• Entries provided:
#####
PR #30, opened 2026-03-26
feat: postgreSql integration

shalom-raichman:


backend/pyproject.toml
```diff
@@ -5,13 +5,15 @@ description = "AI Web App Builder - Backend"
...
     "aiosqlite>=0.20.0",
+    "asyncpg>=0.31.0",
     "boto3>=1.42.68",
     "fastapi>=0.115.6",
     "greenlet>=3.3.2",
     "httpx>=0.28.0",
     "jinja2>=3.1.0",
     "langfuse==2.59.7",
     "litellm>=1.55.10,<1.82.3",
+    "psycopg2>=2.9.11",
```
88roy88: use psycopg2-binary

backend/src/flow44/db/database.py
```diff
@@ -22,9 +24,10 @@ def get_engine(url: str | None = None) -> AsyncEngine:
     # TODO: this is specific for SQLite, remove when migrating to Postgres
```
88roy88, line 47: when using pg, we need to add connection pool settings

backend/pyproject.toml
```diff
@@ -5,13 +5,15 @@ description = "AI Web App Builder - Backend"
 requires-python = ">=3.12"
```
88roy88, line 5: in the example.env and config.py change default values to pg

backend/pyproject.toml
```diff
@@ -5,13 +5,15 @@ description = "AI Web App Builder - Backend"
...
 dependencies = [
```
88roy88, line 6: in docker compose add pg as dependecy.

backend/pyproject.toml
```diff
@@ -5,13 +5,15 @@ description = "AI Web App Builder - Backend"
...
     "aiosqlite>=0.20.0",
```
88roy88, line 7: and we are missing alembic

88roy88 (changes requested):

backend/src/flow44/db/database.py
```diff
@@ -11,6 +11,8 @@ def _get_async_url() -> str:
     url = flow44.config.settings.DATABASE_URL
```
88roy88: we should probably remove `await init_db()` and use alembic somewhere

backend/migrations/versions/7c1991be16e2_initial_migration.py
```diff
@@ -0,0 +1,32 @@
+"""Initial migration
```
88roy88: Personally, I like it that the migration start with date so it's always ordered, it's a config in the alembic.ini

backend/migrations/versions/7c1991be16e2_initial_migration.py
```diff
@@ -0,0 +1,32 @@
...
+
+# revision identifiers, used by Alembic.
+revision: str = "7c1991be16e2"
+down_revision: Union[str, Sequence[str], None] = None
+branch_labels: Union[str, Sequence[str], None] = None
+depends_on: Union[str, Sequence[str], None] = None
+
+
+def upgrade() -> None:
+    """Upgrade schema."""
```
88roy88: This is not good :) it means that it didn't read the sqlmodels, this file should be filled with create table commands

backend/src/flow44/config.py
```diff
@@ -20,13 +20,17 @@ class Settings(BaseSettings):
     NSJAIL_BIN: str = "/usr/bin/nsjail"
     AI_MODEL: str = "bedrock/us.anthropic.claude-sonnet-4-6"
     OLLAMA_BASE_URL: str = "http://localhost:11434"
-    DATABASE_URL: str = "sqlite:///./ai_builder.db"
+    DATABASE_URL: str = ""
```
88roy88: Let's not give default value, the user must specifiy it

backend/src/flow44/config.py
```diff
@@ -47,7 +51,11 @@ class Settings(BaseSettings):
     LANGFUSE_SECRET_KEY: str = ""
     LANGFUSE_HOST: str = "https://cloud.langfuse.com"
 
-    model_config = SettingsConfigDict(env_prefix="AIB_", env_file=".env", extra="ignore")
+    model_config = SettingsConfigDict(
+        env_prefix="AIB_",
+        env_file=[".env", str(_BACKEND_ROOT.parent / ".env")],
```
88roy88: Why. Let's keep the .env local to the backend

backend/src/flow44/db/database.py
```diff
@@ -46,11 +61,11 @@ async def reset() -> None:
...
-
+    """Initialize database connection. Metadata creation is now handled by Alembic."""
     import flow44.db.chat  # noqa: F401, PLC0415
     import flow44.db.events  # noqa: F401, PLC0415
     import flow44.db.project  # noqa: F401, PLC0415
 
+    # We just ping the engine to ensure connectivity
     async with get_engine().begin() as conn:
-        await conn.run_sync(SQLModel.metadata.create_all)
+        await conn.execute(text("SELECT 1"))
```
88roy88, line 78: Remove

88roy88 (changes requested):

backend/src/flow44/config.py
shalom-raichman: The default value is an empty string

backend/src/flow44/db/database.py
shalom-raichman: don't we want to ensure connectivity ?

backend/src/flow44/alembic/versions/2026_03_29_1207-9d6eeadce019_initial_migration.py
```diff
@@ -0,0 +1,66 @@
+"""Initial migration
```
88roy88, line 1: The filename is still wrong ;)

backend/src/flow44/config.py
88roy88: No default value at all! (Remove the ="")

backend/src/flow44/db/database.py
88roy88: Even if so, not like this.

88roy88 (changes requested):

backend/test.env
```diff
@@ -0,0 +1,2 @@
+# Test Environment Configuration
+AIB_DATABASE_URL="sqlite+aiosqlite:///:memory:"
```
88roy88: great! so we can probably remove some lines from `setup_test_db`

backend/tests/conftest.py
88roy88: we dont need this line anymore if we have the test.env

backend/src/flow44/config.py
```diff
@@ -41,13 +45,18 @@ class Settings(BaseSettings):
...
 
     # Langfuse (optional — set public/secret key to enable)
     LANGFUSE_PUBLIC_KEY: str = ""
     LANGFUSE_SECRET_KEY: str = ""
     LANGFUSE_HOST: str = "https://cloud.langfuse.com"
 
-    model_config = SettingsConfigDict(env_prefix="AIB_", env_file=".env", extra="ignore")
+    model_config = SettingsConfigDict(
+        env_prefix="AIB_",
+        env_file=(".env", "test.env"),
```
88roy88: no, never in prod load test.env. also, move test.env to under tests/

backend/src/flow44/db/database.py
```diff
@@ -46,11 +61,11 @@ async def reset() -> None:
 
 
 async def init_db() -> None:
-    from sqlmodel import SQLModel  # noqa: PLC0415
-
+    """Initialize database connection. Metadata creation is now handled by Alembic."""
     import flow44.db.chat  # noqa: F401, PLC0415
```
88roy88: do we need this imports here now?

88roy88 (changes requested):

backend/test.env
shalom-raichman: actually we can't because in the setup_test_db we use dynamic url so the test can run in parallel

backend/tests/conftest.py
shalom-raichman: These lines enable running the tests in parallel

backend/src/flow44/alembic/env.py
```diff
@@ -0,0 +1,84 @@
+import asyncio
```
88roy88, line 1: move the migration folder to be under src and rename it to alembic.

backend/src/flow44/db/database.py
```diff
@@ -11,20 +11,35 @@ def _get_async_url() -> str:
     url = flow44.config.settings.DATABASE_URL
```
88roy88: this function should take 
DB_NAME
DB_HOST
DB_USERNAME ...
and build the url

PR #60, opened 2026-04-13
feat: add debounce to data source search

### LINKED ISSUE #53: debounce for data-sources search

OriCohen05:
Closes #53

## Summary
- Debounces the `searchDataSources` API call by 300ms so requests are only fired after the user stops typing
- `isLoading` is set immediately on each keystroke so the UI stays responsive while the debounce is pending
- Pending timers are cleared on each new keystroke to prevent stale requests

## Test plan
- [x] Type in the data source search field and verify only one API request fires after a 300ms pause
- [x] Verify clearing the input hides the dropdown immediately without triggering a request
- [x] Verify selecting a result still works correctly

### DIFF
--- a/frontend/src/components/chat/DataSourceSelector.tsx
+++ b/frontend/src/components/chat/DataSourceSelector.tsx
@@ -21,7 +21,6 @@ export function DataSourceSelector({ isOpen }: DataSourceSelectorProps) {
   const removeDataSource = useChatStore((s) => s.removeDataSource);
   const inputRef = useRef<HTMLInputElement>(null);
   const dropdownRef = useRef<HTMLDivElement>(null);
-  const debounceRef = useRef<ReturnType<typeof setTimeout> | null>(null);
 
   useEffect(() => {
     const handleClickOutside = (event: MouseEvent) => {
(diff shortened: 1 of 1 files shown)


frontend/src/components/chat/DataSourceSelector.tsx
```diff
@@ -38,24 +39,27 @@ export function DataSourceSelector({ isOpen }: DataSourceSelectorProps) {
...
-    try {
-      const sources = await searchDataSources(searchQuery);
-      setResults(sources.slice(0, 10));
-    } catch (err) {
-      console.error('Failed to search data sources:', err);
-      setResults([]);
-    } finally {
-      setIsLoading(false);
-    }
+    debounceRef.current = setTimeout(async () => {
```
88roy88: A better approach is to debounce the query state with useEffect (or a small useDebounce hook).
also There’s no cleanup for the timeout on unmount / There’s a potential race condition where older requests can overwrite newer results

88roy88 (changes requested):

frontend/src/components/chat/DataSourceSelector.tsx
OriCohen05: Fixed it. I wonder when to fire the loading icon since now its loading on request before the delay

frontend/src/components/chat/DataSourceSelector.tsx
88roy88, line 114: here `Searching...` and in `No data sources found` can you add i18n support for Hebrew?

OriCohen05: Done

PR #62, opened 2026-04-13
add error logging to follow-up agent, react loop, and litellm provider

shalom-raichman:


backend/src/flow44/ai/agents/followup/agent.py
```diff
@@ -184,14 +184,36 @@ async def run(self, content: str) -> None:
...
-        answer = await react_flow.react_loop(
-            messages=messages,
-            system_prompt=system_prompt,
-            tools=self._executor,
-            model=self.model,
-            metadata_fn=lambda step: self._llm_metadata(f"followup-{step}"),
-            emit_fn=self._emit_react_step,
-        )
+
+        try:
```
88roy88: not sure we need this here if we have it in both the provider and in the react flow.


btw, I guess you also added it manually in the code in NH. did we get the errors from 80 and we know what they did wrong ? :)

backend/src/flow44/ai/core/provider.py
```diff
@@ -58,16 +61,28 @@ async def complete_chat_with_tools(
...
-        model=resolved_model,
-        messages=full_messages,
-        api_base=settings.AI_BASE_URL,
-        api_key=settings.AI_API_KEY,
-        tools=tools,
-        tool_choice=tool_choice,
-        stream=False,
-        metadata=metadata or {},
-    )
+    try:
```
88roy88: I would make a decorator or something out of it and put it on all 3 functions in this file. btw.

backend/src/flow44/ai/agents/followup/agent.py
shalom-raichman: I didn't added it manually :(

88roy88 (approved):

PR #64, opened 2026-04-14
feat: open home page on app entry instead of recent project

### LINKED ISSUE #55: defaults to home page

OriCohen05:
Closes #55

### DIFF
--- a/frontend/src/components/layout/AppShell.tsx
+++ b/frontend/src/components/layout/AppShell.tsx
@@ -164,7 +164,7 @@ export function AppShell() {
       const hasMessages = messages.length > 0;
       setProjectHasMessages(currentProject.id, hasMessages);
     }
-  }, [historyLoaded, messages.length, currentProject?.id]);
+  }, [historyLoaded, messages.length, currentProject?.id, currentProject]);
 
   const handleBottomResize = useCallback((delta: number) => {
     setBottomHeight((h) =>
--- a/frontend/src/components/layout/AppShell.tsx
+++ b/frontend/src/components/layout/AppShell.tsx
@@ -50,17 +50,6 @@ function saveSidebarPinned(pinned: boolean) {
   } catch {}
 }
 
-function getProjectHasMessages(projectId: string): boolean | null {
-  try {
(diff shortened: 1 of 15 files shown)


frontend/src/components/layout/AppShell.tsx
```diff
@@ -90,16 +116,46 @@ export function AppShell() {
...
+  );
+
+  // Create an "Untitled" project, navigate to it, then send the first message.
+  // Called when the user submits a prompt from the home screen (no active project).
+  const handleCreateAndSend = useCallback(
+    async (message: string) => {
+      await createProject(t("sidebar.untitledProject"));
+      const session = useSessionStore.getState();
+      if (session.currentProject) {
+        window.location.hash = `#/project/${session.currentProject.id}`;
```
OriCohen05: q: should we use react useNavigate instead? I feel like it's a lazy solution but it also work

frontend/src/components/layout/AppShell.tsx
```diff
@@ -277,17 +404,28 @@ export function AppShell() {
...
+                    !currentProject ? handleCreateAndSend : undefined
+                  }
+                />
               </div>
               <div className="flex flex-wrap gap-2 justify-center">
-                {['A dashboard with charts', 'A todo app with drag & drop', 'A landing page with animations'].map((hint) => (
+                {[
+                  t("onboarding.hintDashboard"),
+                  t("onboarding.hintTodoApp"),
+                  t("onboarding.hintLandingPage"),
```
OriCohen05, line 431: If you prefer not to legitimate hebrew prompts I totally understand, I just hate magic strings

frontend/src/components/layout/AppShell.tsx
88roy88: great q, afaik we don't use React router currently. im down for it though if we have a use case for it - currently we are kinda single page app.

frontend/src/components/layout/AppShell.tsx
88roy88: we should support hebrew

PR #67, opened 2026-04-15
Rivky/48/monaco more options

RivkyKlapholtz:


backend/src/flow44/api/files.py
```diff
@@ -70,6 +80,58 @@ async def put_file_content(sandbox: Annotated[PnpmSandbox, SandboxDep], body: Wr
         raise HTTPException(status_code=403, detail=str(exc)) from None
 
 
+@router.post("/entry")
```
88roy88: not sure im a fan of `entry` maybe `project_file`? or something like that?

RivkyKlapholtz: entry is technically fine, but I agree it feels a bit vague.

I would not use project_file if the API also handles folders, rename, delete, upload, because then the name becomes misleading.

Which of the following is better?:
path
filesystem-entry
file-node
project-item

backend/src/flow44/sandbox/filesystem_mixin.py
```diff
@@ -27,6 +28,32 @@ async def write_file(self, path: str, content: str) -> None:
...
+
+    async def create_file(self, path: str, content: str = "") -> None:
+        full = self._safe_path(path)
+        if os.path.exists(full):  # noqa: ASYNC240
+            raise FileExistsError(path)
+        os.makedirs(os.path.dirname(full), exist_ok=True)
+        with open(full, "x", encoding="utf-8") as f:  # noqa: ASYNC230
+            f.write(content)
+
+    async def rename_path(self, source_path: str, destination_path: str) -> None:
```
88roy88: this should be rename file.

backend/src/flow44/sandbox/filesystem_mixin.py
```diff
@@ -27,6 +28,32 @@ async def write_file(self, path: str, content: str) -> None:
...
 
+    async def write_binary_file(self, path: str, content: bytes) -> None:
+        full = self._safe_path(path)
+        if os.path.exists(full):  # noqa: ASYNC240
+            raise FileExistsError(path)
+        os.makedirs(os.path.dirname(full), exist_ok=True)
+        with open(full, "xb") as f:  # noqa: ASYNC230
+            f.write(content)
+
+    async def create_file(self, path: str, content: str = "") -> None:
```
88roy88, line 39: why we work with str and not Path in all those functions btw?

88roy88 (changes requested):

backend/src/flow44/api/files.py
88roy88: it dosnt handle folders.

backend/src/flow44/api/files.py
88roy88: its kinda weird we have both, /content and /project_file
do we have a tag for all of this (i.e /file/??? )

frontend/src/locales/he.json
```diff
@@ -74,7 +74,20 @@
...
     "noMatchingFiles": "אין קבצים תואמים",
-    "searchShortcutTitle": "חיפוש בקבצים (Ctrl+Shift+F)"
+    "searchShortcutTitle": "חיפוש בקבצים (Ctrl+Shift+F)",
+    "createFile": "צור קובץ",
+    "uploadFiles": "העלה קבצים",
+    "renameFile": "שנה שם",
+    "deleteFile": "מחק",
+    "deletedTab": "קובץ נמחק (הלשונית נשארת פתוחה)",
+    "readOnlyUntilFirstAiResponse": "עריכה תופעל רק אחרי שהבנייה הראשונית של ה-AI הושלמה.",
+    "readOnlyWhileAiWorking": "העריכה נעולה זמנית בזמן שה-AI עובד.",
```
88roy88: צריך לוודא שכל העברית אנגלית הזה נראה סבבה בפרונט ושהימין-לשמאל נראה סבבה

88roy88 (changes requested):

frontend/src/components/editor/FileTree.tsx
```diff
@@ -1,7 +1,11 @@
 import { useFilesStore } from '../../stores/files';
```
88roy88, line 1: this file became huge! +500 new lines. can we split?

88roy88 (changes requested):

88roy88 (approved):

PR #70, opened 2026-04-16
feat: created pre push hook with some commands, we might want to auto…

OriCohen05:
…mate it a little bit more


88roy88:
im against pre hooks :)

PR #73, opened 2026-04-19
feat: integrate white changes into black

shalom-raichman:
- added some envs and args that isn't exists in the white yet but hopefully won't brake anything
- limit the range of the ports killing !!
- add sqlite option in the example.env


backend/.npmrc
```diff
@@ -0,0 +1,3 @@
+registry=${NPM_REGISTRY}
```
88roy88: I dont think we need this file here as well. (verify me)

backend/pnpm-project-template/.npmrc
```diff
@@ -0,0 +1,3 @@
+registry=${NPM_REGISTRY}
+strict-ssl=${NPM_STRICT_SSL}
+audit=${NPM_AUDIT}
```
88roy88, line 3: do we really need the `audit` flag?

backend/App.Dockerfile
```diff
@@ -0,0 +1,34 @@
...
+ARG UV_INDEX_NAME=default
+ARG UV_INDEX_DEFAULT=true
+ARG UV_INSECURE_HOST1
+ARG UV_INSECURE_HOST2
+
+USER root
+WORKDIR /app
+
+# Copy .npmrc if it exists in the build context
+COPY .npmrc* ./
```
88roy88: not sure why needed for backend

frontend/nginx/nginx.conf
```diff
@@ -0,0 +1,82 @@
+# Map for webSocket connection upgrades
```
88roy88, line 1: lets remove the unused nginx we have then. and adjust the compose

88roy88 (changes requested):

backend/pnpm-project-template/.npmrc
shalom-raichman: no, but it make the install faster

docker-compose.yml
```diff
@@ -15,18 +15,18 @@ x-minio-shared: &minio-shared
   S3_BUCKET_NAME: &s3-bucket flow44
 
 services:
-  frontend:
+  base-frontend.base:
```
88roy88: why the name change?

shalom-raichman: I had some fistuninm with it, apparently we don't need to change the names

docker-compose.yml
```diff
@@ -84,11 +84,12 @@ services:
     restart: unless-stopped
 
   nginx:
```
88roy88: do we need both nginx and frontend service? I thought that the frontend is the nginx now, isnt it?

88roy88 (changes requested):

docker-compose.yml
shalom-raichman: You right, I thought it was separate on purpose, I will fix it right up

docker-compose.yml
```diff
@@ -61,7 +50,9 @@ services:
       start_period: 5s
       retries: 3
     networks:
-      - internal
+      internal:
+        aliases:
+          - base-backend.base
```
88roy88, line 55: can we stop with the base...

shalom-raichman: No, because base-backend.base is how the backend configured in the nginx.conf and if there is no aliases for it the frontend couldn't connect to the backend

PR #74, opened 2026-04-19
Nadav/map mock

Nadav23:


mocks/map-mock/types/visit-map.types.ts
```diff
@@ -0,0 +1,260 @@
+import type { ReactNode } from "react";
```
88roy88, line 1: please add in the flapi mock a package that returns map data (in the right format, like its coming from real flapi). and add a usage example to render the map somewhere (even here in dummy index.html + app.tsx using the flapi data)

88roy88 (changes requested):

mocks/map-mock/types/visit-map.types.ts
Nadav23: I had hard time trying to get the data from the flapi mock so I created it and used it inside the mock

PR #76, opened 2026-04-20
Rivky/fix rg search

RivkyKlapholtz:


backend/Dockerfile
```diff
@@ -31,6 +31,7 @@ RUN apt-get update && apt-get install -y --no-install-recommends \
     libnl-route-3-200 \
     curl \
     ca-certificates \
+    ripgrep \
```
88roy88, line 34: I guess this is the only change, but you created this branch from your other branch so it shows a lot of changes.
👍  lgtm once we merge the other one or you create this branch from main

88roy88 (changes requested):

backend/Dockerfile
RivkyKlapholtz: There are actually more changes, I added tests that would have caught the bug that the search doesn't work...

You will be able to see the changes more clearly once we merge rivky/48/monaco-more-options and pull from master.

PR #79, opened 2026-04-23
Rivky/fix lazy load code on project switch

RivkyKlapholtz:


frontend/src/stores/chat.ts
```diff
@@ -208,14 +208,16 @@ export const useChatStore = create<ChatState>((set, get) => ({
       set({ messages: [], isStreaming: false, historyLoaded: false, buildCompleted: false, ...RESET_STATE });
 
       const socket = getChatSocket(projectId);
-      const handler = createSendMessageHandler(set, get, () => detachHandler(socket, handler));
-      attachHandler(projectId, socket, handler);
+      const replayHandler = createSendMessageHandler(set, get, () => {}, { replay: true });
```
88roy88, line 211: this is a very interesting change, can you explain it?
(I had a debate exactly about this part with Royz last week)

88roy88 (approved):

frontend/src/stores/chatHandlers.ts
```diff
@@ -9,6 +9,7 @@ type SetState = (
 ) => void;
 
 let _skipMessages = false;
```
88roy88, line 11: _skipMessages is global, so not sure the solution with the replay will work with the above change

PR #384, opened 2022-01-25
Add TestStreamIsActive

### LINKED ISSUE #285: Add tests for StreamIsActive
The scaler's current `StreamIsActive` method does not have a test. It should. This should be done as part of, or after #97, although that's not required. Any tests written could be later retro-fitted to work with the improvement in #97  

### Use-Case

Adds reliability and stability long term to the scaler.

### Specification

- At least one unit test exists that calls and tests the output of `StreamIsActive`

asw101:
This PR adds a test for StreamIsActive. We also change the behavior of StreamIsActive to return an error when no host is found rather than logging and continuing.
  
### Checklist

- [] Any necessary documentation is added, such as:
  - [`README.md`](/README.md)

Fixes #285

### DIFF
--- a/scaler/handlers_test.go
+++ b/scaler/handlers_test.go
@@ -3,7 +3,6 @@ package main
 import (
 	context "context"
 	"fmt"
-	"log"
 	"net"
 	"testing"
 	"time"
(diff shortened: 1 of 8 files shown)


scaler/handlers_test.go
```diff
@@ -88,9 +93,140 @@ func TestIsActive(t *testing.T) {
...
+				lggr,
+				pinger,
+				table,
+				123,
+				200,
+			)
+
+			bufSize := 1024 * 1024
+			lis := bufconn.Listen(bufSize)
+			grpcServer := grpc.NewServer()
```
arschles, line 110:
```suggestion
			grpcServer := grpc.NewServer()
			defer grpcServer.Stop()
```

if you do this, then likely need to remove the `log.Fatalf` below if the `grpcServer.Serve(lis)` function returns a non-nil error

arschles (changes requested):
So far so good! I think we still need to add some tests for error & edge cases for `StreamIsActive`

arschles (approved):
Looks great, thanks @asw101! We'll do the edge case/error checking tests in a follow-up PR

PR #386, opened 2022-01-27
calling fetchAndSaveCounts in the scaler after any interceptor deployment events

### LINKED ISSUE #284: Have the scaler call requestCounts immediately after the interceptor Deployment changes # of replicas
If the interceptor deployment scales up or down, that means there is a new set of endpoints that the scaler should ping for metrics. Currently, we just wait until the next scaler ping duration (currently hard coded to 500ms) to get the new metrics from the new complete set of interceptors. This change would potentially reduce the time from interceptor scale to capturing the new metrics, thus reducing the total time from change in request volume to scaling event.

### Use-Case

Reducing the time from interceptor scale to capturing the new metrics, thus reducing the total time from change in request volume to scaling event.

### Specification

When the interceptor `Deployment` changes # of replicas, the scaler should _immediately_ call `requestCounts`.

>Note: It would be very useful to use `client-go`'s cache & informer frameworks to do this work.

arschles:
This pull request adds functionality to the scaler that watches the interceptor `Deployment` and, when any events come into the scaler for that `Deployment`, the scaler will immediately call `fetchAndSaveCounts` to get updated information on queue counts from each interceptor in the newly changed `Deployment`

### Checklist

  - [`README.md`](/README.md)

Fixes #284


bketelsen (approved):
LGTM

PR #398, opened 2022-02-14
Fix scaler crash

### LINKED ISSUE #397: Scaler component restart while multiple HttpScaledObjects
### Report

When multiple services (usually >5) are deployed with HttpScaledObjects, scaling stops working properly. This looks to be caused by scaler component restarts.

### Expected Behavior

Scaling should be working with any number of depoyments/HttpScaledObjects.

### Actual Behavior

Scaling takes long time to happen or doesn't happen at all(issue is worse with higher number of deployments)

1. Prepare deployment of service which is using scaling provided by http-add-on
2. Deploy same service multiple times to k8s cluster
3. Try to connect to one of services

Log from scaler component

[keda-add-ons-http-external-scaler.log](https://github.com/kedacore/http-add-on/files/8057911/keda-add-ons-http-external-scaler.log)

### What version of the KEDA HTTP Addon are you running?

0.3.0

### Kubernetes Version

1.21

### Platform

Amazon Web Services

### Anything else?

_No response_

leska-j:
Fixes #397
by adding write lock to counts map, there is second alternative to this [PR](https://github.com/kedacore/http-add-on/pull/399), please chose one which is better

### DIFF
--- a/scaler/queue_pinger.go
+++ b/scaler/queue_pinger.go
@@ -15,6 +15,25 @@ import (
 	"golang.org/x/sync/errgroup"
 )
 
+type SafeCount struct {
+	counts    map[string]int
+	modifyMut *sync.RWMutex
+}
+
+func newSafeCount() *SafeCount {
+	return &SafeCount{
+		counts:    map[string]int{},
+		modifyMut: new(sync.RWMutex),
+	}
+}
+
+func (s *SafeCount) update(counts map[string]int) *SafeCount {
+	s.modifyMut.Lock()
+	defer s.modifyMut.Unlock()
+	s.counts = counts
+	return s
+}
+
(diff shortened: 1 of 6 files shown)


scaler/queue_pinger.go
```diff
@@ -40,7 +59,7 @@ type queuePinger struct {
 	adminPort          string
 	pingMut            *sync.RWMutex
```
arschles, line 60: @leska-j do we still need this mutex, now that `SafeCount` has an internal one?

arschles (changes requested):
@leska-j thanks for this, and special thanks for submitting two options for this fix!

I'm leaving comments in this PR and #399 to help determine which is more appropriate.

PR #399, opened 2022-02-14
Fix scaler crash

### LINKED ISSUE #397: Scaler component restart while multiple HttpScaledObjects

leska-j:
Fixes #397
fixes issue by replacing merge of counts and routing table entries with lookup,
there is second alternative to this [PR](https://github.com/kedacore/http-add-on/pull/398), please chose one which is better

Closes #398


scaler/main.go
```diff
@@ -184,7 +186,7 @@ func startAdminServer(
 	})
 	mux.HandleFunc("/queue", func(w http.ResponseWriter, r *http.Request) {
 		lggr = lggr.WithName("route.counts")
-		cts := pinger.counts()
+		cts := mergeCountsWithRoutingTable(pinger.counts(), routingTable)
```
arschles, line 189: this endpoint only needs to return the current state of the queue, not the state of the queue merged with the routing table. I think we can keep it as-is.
#####
• To do: Among the lines of the data, some may include "createSendMessageHandler" as a word or string; report how many, and nothing else.

• Response to this exercise: 2